Separately, Kotick said that “over the course of the next couple of years,” the iPhone and mobile platforms overall “will present opportunities for growth and margin expansion that we haven’t seen in the past.” But he said that although the company has released games on those platforms, “one of the challenges for us is really figuring out how do you have a profitable business on those platforms.” The mobile platforms “generate a modest amount of profitability,” he said.
Chief Financial Officer Thomas Tippl wouldn’t provide many specifics about the financial relationship between Activision and Bungie that’s part of the recent 10-year distribution and publishing deal that the publisher signed with the Halo game developer, an ex-Microsoft studio (CED April 30 p9). But he said, “There was no upfront payment provided,” and Activision “will be funding the development expenses” of games made under that pact.
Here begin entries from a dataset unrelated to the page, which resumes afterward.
PR #3354, opened 2021-11-26
RD-3753 Run recalc_ancestors rather than update_exec_status

tehasdf:
Instead of recalcing the ancestors using the old way,
in update_exec_status, run the new method.
This is just the first call-site of recalc_ancestors, but the most
important one, because this runs more often than other places

delete_deployment is going to return the affected parent ids, but
it doesn't just yet.

### DIFF
--- a/rest-service/manager_rest/resource_manager.py
+++ b/rest-service/manager_rest/resource_manager.py
@@ -177,17 +177,15 @@ class ResourceManager(object):
         dep.latest_execution = latest_execution
         dep.deployment_status = dep.evaluate_deployment_status()
         self.sm.update(dep)
-        if dep.deployment_parents:
-            graph = RecursiveDeploymentLabelsDependencies(self.sm)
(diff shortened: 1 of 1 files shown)


rest-service/manager_rest/resource_manager.py
```diff
@@ -177,17 +177,15 @@ def update_deployment_statuses(self, latest_execution):
         dep.latest_execution = latest_execution
         dep.deployment_status = dep.evaluate_deployment_status()
         self.sm.update(dep)
-        if dep.deployment_parents:
```
geokala, line 180: I take it this doesn't need to happen because of some part of the previous PR I already forgot?

tehasdf: it doesn't need to happen because of THIS pr, `graph.propagate_deployment_statuses(dep.id)` ~ `recalc_ancestors()`

geokala (approved):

Q1 videogame hardware and software sales in the U.S. and Europe were “largely in line with our expectations,” Tippl said. PS3, Xbox 360 and Wii software sales were “collectively up single digits,” he said. The combined installed base of current-generation videogame systems, including home and handheld consoles, increased 34 percent from a year ago to 227 million units in North America and Europe, he said. The company’s 2010 hardware installed base forecast was unchanged. It expects the number of units will increase to 265 million by the end of 2010, Tippl said. Activision expects “the retail environment will continue to favor large-proven properties and for retailers to elect to hold AAA launch pricing,” he said.
The publisher is “on track” to “increase the profitability” of its music games, Tippl said. It expects the music category “will continue to compress in 2010 as we have moved [away] from the sell-through of higher-priced peripherals,” he said. Activision’s Guitar Hero “remains the leader in the category, with more than 44 million games sold” cumulatively, he said. It will release Guitar Hero 6 this fall, and “soon after we expect to launch the next DJ Hero,” he said.
Activision Blizzard also has several new initiatives for its online game business. The company is adding Facebook integration to its online Battle.net game site, with the goal of making it “as easy as possible” for players to find their friends and play with them on Battle.net,” said Blizzard CEO Mike Morhaime. When the company launches the game StarCraft II: Wings of Liberty and the revamped Battle.net site on July 27, StarCraft II players will also “be able to immediately communicate with their friends” who play Blizzard’s World of Warcraft, he said. The company “also made significant efforts on the marketing side to attract new players” to World of Warcraft, he said. The company’s Q4 “outreach advertising campaign starring Mr. T quickly doubled our new player trial volume” in the U.S. and Europe, he said. It “also saw a record number of returning subscribers in North America in December and record trial activations in Europe during the first week of January,” he said. “Due to the success of this campaign,” the company went “back on air” last week in North America and Europe with it, he said.
The company reported better-than-expected Q1 results of $1.3 billion in revenue and earnings per share of 30 cents (CED May 7 p10). It reported revenue of $981 million and only 14 cents in earnings per share for Q1 last year. The Q1 improvement was “driven by strong global consumer demand” for the game franchises Call of Duty and World of Warcraft, said Kotick.